Transfering struct with pointers to device memory Used for variable argument list

Hi,

I’m trying to pass a struct containing a pointer to CUDA device memory to a global function, but I can’t get it to work.

The goal of my function is to execute a postfix-expression (stored in a struct) containing zero or more (usually between 2 and 6) arrays. The expressions and the input data will come from other software, so I want to dynamically allocate and copy the data to the GPU. This allocation will be done while analyzing the expression and translating it from infix to postfix.

My struct and the array containing these structs looks like this:

struct cuExprInput {

  char *name;

  float *ptr;

  int begin;

  int end;

  int length;

};

struct cuExprInput cu_input[50];

For each variable encountered when breaking down the expression:

CUDA_SAFE_CALL( cudaMalloc( (void**)&cu_input[var_cnt].ptr, mem_size );

cudaMemcpy(&cu_input.ptr, data, mem_size, cudaMemcpyHostToDevice);

which stores the pointer in the struct.ptr, I assume.
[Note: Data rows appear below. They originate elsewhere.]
PR #256, opened 2022-04-18
Implement promotion UI and game engine support

alexandrepiveteau:
The declarative `Action` + `NextStep` mechanism of the chess engine is improved to add support for promotion. Promotion is implemented by providing multiple `Action` with the same start position and delta, but with different ranks associated.

The user interface is improved to let the user disambiguate which `Action` is picked when multiple actions are available from the same origin and destination.

---

## Detailed changes :

- `NextStep.MovePiece` now requires an `Action` to select the next action, instead of a `Position` and a `Delta`. This disambiguates promotion actions.
- `Action` is now a `sealed interface`, with the subclasses `Action.Move` and `Action.Promote`. `Action.Move` replaces the previous `Action` class, while `Promote` adds a `val rank: Rank` which is used for promotion actions.
- `PersistentPieceIdentifier` is removed, and `PieceIdentifier` now contains the unique disambiguator for pieces.
- `Effect.move` now takes two `Position` instead of a `Position` and a `Delta`.
- `Effect.promote` is added as an extension of `Effect.move` which replaces the target position with a piece.
- `delta` now accepts an additional `promotionAllowed` parameter.
- `Action` is now an interface with two implementations `Move` and `Promote`.
- The notation pipeline is completely overhauled with support for promotion notation, and uses parser combinators under-the-hood.
- A `PromoteDialog` composable is added, alongside a `PromotionState` interface.
- `SnapshotChessBoardState` now implements `PromotionState`.


mobile/src/main/java/ch/epfl/sdp/mobile/application/chess/engine/rules/Moves.kt
```diff
@@ -36,19 +39,51 @@ typealias Moves<P> = Sequence<Pair<Action, Effect<P>>>
...
+    promotionAllowed: Boolean,
+) {
+  val isOnLastRow = to.y == 0
+  if (!isOnLastRow || !promotionAllowed) {
+    yield(Move(from, to) to move(from, to))
+  } else {
+    // Retrieve the origin piece.
+    val piece = board[from] ?: return
+    // Compute the identifier of the promoted piece.
+    val id = board.maxOf { (_, piece) -> piece.id }.inc()
```
matt989253, line 82: Is there a reason you need to compute a new identifier for the promoted piece? Could you not just reuse the pawn's identifier, since it will be completely replaced?

mobile/src/main/java/ch/epfl/sdp/mobile/state/StatefulGameScreen.kt
```diff
@@ -68,8 +71,33 @@ fun StatefulGameScreen(
...
+ */
+@Composable
+private fun StatefulPromoteDialog(
+    state: PromotionState,
+    modifier: Modifier = Modifier,
+) {
+  if (state.choices.isNotEmpty()) {
+    PromoteDialog(
+        // Always use the Black color to remain consistent with Figma ?
+        color = ChessBoardState.Color.Black,
```
matt989253, line 87: Although it's clearly not a priority, I think it would be good to have a low-priority issue for displaying the correct color here.

alexandrepiveteau: Referenced in https://github.com/epfl-SDP/android/issues/265.

mobile/src/main/java/ch/epfl/sdp/mobile/application/chess/engine/rules/Moves.kt
alexandrepiveteau: Fixed in 0f09f58d9ca27f5e48bbe259823344e119396855.

mobile/src/main/java/ch/epfl/sdp/mobile/ui/game/PromoteDialog.kt
```diff
@@ -0,0 +1,138 @@
...
+) {
+  val strings = LocalLocalizedStrings.current
+  val tint by animateColorAsState(if (selected) PawniesColors.Orange200 else PawniesColors.Green800)
+  Icon(
+      painter = rank.icon(color = color),
+      contentDescription = rank.contentDescription(strings),
+      tint = tint,
+      modifier =
+          modifier
+              .clip(CircleShape)
```
barmettlerl, line 49: Why you use clip here ?

barmettlerl (approved):
It is a quite big PR. Maybe try next time to make smaller chunks, which are easier to review

mobile/src/main/java/ch/epfl/sdp/mobile/application/chess/engine/rules/Action.kt
```diff
@@ -2,13 +2,66 @@ package ch.epfl.sdp.mobile.application.chess.engine.rules
...
-data class Action(val from: Position, val delta: Delta)
+sealed interface Action {
+
+  /** The position from which the piece is dragged. */
+  val from: Position
+
+  /** The amount by which the piece is moved. */
+  val delta: Delta
+
+  // Convenience operators to keep a destructuring-friendly syntax.
```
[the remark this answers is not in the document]
alexandrepiveteau: `position` and `delta` are made available through component destructuring : https://kotlinlang.org/docs/destructuring-declarations.html. This way, one could write some code as follows :

```kotlin
val action: Action = // something ...
val (position, delta) = action
```

even if `action` is an interface and not a `data class`.

mobile/src/main/java/ch/epfl/sdp/mobile/application/chess/engine/PieceIdentifier.kt
```diff
@@ -5,4 +5,12 @@ package ch.epfl.sdp.mobile.application.chess.engine
  * between board positions, since pieces with the same stable ids can have their positions
  * interpolated.
  */
-interface PieceIdentifier
+data class PieceIdentifier(private val id: Int) : Comparable<PieceIdentifier> {
+
+  override operator fun compareTo(other: PieceIdentifier): Int = id.compareTo(other.id)
+
+  /** Returns an incremented [PieceIdentifier]. */
+  operator fun inc(): PieceIdentifier {
```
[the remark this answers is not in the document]
alexandrepiveteau: Both approaches are possible, however generating new `PieceIdentifier` using `inc()` has the advantage of not relying on the actual structure of the backing identifiers (in this case, an `Int`). This way, `id` can remain a `private val` in `PieceIdentifier`.

mobile/src/main/java/ch/epfl/sdp/mobile/application/chess/engine/rules/Effect.kt
```diff
@@ -58,19 +57,37 @@ fun interface Effect<Piece : Any> {
...
-     * @param delta the [Delta] applied to the piece. Must stay within the bounds.
+     * @param target the final position of the piece.
      * @return the valid resulting [Effect].
      */
-    fun <P : Any> move(from: Position, delta: Delta): Effect<P> = Effect {
+    fun <P : Any> move(from: Position, target: Position): Effect<P> = Effect {
       val original = it[from] ?: return@Effect it
-      val final = from + delta ?: return@Effect it
-      replace(final, original).perform(remove<P>(from).perform(it))
+      if (!target.inBounds) return@Effect it
```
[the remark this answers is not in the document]
alexandrepiveteau: This is a return with an implicit label https://kotlinlang.org/docs/returns.html#return-to-labels. It means that it returns from the lambda.

mobile/src/main/java/ch/epfl/sdp/mobile/ui/game/PromoteDialog.kt
alexandrepiveteau: To clip the ripple from the `clickable` modifier.

matt989253 (approved):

To transfer the array of structs containing the pointers etc to the GPU and use them, I use:

CUDA_SAFE_CALL( cudaMalloc( (void**)&d_input_structs, var_cnt * sizeof(cuExprInput)) );

cudaMemcpy(d_input_structs, cu_input, (var_cnt * sizeof(cuExprInput)), cudaMemcpyHostToDevice);

__global__ void devRPN(cuExprInput *cu_input, int var_count, float *output) {

  /* in emulation, this works: */

  int i;

#ifdef EMU

  for(i = 0; i < var_count; i++)

	printf("%d: name = %s\n", i, cu_input[i].name);

  /* Doesn't work: */

  for(i = 0; i < var_count; i++)

	printf("%d: first val = %f\n", i, cu_input[i].ptr[0];

#endif

/* doesn't work either: */

  for(i = 0; i < var_count; i++)

	output[threadIdx.x] = cu_input[i].ptr[0];

}

This is just a simplified version, just to test ofcourse.

Also, while compiling, I get the warning:

"/tmp/tmpxft_00004afa_00000000-5.i", line 342: Advisory: Cannot tell what pointer points to, assuming global memory space

My question is then, how can I dynamically store pointers to global device memory and transfer/use this afterwards on the GPU? I’m probably doing something completely wrong here, so any help is very appreciated!

Thanks in advance,

Marcel.

Your method is almost correct, but you transfer d_input_structs whose *ptr, and *name still point to host memory locations. How I solved a problem similar to this was (pseudocode):

for i, 0-50 {

  cudaalloc(&LOC, mem_size);

  cu_input[i].ptr = LOC;

}

cudacopy(cu_input, device, 50);

You can (mostly) ignore the warning, it just says that NVCC cannot determine at compile time where ptr points to. Nothing you can do for the moment :)

The pointers initially reside on the host, but they are correctly pointing to device memory because they are initialized using cudaMalloc.

cudaMalloc( (void**)&cu_input[var_cnt].ptr, mem_size );

But the way you copy the data is incorrect

cudaMemcpy(&cu_input.ptr, data, mem_size, cudaMemcpyHostToDevice);

You are passing the address of ptr, which is host memory since cu_input.ptr resides on the host. Try this instead:

cudaMemcpy(cu_input.ptr, data, mem_size, cudaMemcpyHostToDevice);

The way you allocate and copy the structs to the device looks ok to me.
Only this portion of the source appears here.